Final score: Edge one, chicken zero! Bring on da bird, baby!

Party of One……

February 16, 2011

She’s either walking ahead of the group or floatin’ along behind. When we’re out in public, not that I am not keeping track of my brood, but with that one in particular we have to keep an eye. For instance, My friend and I had taken our young superheros out on the mall of our nation’s capitol to one of the various events. We were walking back to the car, talking, enjoying the summer day, a along doing a visual headcount. One was not close by, it was Glamour Rayz. I looked ahead, no Glamour. Looked behind and there she was, swinging on one of the chains that is used to partition off grassy areas. She was sitting there, just a swinging, and a singing, not caring one bit that we had moved on. That’s my girl, Glamour, Party of One.

The other night, we were standing in line waiting to get tickets to a concert. We were in the line on the right, she was standing to my left. I got the tickets and backed away from the table. Glamour was so engrossed in the person standing in the other line, I thought she had decided that she was trading up and was going to go with that family. With a clap and call, she snapped out of her zone and I guess decided to join us. Glamour, party of one.

During the recent snow days, Glamour Rayz, Whirling Dervish, and Whirling’s best friend, McGillicuddy, decided to take a red wagon full of snowballs over to a friend’s house in preparation for an impending neighborhood snowball fight. Whirling was pulling the wagon along, trying to maneuver around the piles of shoveled snow, not quite understanding that the wagon goes where she goes, having a bit of difficulty. To compound the problem, Glamour stepped between Whirling and wagon, and got run over. Blammo, face plant in the snow.

Now one would think that being run over by a wagon would make Glamour more alert, and perhaps avoid getting in between Whirling and the wagon. Nope, not my Glamour Rayz. She did it not once, not twice, but three or four times, leaving body outlines all the way down the street. McGillicuddy’s mom, one of my girls, Red Lantern, was getting a migraine from yelling at them to get out of each others’ way. And so it went all the way to the neighbor’s house. Red Lantern needed a drink upon return.
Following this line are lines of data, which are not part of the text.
Issue #1553, opened 2023-11-01
Fix code scanning alert - URL redirection from remote source


DonnieBLT:
Tracking issue for:
- [ ] https://github.com/OWASP/BLT/security/code-scanning/88

![image](https://github.com/OWASP/BLT/assets/128622481/dd6f23b7-12e0-4440-a2c1-0caf216b6157)

caue96:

I really should rent Glamour and her other siblings out for people to test their stress management or children rearing skills.

To be sure, Glamour Rayz is very bright, and handles her business when necessary. Secure in her own abilities, she just doesn’t feel the need to let everyone else know what she knows and doesn’t care either. An admirable trait for sure.

She’s also very shrewd. People are often fooled by Glamour’s petite stature, doe eyes and perceived aloofness. Add a little stubbornness , and some glitter(the shinier the better!) to the mix and poof! It’s a brown-eyed bedazzled diva! That’s Glamour Rayz!

I feel sorry for those who end up in her wake when she gets older. They’re doomed. But for now, I’ll take my Glamour girl, doin’ her own thang. One party at a time.